RESEARCH ARTICLE
Biomethanization of Cattle Manure, Pig Manure and Poultry Manure Mixture in Co-digestion with Waste of Pineapple Fruit and Content of Chicken-Gizzard- Part I: Kinetic and Thermodynamic Modelling Studies
O. A. Aworanti1, S. E. Agarry2, *, O. O. Ogunleye1
Article Information
Identifiers and Pagination:
Year: 2017Volume: 11
First Page: 36
Last Page: 53
Publisher ID: TOBIOTJ-11-36
DOI: 10.2174/1874070701711010036
Article History:
Received Date: 29/01/2017Revision Received Date: 27/03/2017
Acceptance Date: 27/04/2017
Electronic publication date: 29/06/2017
Collection year: 2017
open-access license: This is an open access article distributed under the terms of the Creative Commons Attribution 4.0 International Public License (CC-BY 4.0), a copy of which is available at: (https://creativecommons.org/licenses/by/4.0/legalcode).
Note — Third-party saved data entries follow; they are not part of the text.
Issue #307, opened 2016-07-11
Explore removing milestone as the primary way features are listed


ebidel:
Need to brainstorm this more, but it's unclear if sorting features chronologically by milestone is the best way to present the list. chromestatus has evolved over time and ultimately, people just want to drill down into features, see the list of features for a given milestone, etc. 

Sorting them by milestone might not make sense anymore.

jpmedley:
I hope you mean as the default.

Joe Medley | Technical Writer, Chrome DevRel | jmedley@google.com |
 816-678-7195
*If an API's not documented it doesn't exist.*

ebidel:
Yes

clelland:
I'll take a look at what I can do in this space; brainstorming ideas are welcome!

ebidel:
Rethinking this a bit for discussion....:

One things about the chronological list is that it's really good for quickly groking what features are in active dev / proposed vs. actually landing. I think anything new may want to preserver that separation. Speculative features are different from launching/ed features. Web devs mostly care about the latter.

Chronological is also useful for seeing "what's new". For example, if the list was alphabetical, you may never see newer features. That seems less useful to me.

jpchase:
I'll agree it seems more useful to group features into categories like speculative, launched/launching, stable, and "what's new". As the list of features continues to grow, it seems less useful to order/scroll the entire list of features by milestone.  Once you're past the upcoming/current/recent milestones, I think it's far more usable to be able to jump directly to an older milestone.

We could keep the list of milestones in the left nav, and add/rework the top of the nav to represent the desired categories ("what's new" and so on).

I would suggest changing the left nav so that clicking on a milestone (or category) would filter the list (a shortcut for typing a milestone filter in the short box). This replaces the behaviour of scrolling to the milestone in a chronological list. That way, users can still answer the question "what's in milestone X", but it allows the list to be sorted/grouped in different ways.

ebidel:
> I would suggest changing the left nav so that clicking on a milestone (or category) would filter the list

Might make sense to make the list a dropdown instead? That way it becomes a filtering control and we can move it near the search box

clelland:
Looking at the data model, I don't think that we have any way to answer the question "what's in milestone X?". A feature could be added behind a flag in version 50, shipped as an origin trial in 53, and stable in 55, and we would only store the latest status.

[...]

PR #334, opened 2016-07-14
Expose deep links from search ui

### LINKED ISSUE #206: Hard to deeplink into a Chrome version, also it is not discoverable via search
It is very hard to quickly get to what was in a version of Chrome.  You can create a filter for a version https://www.chromestatus.com/features#=43, however it is not discoverable.

Developers would like a single URL that they could visit that tells them what was in a version of Chrome and this URL would also be used for search engine discovery (i.e, when a user types 'what is in Chrome 42').

We could ideally also have an XML feed per version of Chrome stable, beta, dev.

NavidZ:
fixes #206

### DIFF
--- a/static/elements/chromedash-metadata.html
+++ b/static/elements/chromedash-metadata.html
@@ -55,7 +55,7 @@
       if (detail) {
         // Came from an internal click.
         this.selected = Polymer.dom(e).localTarget.dataset.version;
-        this.fire('queryChanged', {version: this.selected});
+        this.fire('query-changed', {version: this.selected});
       } else {
         // Called directly (from outside). e is a feature.
         this.selected = e.meta.milestone_str;
--- a/static/elements/chromedash-metadata.html
+++ b/static/elements/chromedash-metadata.html
@@ -55,7 +55,7 @@
       if (detail) {
         // Came from an internal click.
         this.selected = Polymer.dom(e).localTarget.dataset.version;
-        this.fire('milestoneselect', {version: this.selected});
+        this.fire('queryChanged', {version: this.selected});
       } else {
         // Called directly (from outside). e is a feature.
         this.selected = e.meta.milestone_str;
--- a/templates/features.html
+++ b/templates/features.html
@@ -94,7 +94,7 @@ if (location.hash) {
   search.value = location.hash.substr(1);
 }
 
-chromeMetadata.addEventListener('queryChanged', function(e) {
+chromeMetadata.addEventListener('query-changed', function(e) {
   search.value = '=' + e.detail.version;
   var event = new Event('input');
   search.dispatchEvent(event);
--- a/templates/features.html
+++ b/templates/features.html
@@ -96,8 +96,7 @@ if (location.hash) {
 
 chromeMetadata.addEventListener('query-changed', function(e) {
   search.value = '=' + e.detail.version;
-  var event = new Event('input');
-  search.dispatchEvent(event);
+  featureList.filter(search.value);
 });
 
 featureList.addEventListener('filtered', function(e) {
--- a/templates/features.html
+++ b/templates/features.html
@@ -94,6 +94,12 @@ if (location.hash) {
   search.value = location.hash.substr(1);
 }
 
+chromeMetadata.addEventListener('queryChanged', function(e) {
+  search.value = '=' + e.detail.version;
+  var event = new Event('input');
+  search.dispatchEvent(event);
+});
+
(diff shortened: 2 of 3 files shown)


NavidZ:
@RByers @ebidel 
I was wondering if this way of routing the metadata changed is okay or not.
I thought if eventually we change that metadata (left ui bar) to be similar to status.microsoftedge.com would this way of passing parameters out to the search bar is okay?

templates/features.html
```diff
@@ -94,6 +94,12 @@
   search.value = location.hash.substr(1);
 }
 
+chromeMetadata.addEventListener('queryChanged', function(e) {
+  search.value = '=' + e.detail.version;
+  var event = new Event('input');
+  search.dispatchEvent(event);
```
RByers: dispatching a synthetic input event seems like a bit of a hack.  I'd personally just have the two listeners call into a common "update search" function or something.

templates/features.html
```diff
@@ -116,16 +122,9 @@
...
-  if (!e.target.value && e.keyCode != 27) { // ESC
-    featureList.filter();
-    chromeMetadata.selected = null;
-  } else {
-    //if (e.keyCode == 13) {  // Enter
-      featureList.filter(e.target.value);
-    //}
-  }
+search.addEventListener('input', function(e) {
+  featureList.filter(e.target.value);
```
RByers: does this change the UX of typing into the search box at all?  'input' definitely seems better than 'keyup' (eg. I think it'll also handle paste).   What's the implication of setting `chromeMetadata.selected=null` on every key press (where it looks like we used to only do that when the input field was empty)?

NavidZ: I believe it was deselecting the left hand side options. Why only when input is empty I'm not sure. But there are some problems with the previous logic anyway. Sometime when you start typing it just sets the left hand side to "No Active Development". I assume because it goes to else and filter function somewhat sets that.

NavidZ: Regarding the UX change, I didn't notice any changes.

static/elements/chromedash-metadata.html
```diff
@@ -55,7 +55,7 @@
       if (detail) {
         // Came from an internal click.
         this.selected = Polymer.dom(e).localTarget.dataset.version;
-        this.fire('milestoneselect', {version: this.selected});
+        this.fire('queryChanged', {version: this.selected});
```
ebidel: prefer - case for events to be more consistent with native events.

`query-changed`

ebidel: You'll also want to remove https://github.com/GoogleChrome/chromium-dashboard/blob/master/static/elements/chromedash-featurelist.html#L242.

templates/features.html
ebidel: `chromeMetadata.selected = null;` is because once you start filtering, having a milestone selected makes it look like you're filtering results for that milestone. Which would be a lie :)

templates/features.html
NavidZ: But this is inside a template. So I assume it shouldn't manipulate anything directly in the context it was put it to make things clear. So just assuming there is a global function to call might not be ideal. Or maybe you have something else in mind?

NavidZ:
I removed the observer as well as changing the event name.
@ebidel right now featurelist seems to have a reference to search field as well as the metadata. Maybe if we finally want to have all the criteria be represented as a search query metadata should only change search box and search box changes featurelist removing the connection between featurelist and metadata altogether. Do you see any problem with this approach?

ebidel:
We still need the link between metadata and the feature list for the scroll position. When you scroll the list of features, the milestone gets a little marker next to it. If we remove that behavior in https://github.com/GoogleChrome/chromium-dashboard/issues/307, then yes, we can remove the metadata reference altogether.

templates/features.html
```diff
@@ -94,6 +94,12 @@
   search.value = location.hash.substr(1);
 }
 
+chromeMetadata.addEventListener('query-changed', function(e) {
+  search.value = '=' + e.detail.version;
+  var event = new Event('input');
```
ebidel: this does feel a bit hacky to me. The `input` listener doesn't up the change to `search.value`?

If no, just call `featureList.filter(search.value);` instead of firing the event. I don't see much value in arbitrating through the search box.

NavidZ: I was expecting that to dispatch. But I guess it doesn't when the value is programmatically changed. I will change it to filter it directly.

ebidel:
LGTM

PR #340, opened 2016-07-14
Eliminate hiding of citation link on feature edit form

mdittmer:
We now have cases where we wish to indicate no public signals, but provide a link. Fixes #340


ebidel:
LGTM

Issue #309, opened 2016-07-11
Track key perf metrics from the wild


RByers:
Want at least:
- Time to first render (using navigationTiming APIs presumably)
- Time to feature list being displayed
- Scroll start time

Reported back through Google Analytics.

PR #343, opened 2016-07-15
Update google analytics support

RByers:
Migrate from legacy ga.js to analytics.js (for #309)
As per [GA docs](https://developers.google.com/analytics/devguides/collection/upgrade/reference/gajs-analyticsjs).


ebidel:
👍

This license permits unrestricted use, distribution, and reproduction in any medium, provided the original author and source are credited.
Abstract
Background:
The increased energy consumption from fossil fuels with its attendant gas emissions and environmental problems has provided the impetus to exploit new energy source that are renewable and environmentally-friendly.
Objective:
This work focused on the investigation and evaluation of the single or individual effects of feed-inoculum ratio, temperature, and agitation speed (i.e. operating variables) on biomethanization of the mixture of cattle manure, pig manure and poultry manure (mixed animal wastes) co-digested with pineapple fruit waste and content of chicken-gizzard (inoculum) as well as to model the kinetics of biomethanization at these different operating variables and to determine the thermodynamic properties of the biomethanization process.
Method:
The biomethanization experiments were carried out in anaerobic biodigesters at operating variables of feed/inoculums ratio that ranged from 1:1 to 3:1, temperature from 25 to 60°C, and agitation speed from 30 - 70 rpm using one factor at a time (OFAT) method. The biodigesters were incubated for 70 days retention time.
Result:
The feed/inoculum ratio, temperature and agitation speed had positive impact on cumulative biogas yield, biomethane content and start-up time of biomethanization. The cumulative biogas yield and biomethane content achieved with agitation speed of 30 to 70 rpm was respectively higher than the biogas yield and biomethane content attained without agitation. Minimum cumulative biogas yield and biomethane content was respectively obtained with feed/inoculum ratio of 1:1, temperature of 25°C and agitation speed of 70 rpm; while maximum cumulative biogas yield with its biomethane content was attained with feed/inoculum ratios of 1:3 and 3:1, temperature of 60°C and agitation speed of 30 rpm, respectively. Modified Gompertz and Exponential Rise to Maximum kinetic models fitted very well to the data and thus showed better correlation of cumulative biogas production. The thermodynamic parameters of Gibbs free energy, enthalpy, entropy change and activation energy of biomethanization were estimated and evaluated, and was found that the biomethanization process was thermodynamically feasible, spontaneous and endothermic in nature suggesting hydrogenotrophic methanogenesis pathway. The activation energy of the biomethanization process was found to be 3.324 kJ/ mol. The specific heat capacity at constant volume and constant pressure, specific internal energy and specific enthalpy of the biogas and biomethane content increased with increase in temperature.
Conclusion:
Biogas/biomethane production from the biomethanization of mixed animal wastes co-digested with fruit waste and inoculum is a feasible, viable and sustainable renewable energy option that can be simulated by kinetic models and influenced by operating variables.